### Work item:
From the following material, say how many lines have "user" in them; write only the number.
─── Raw data
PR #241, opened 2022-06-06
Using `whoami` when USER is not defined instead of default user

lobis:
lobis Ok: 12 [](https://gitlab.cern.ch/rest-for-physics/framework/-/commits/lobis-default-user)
──────
### Exercise response:
2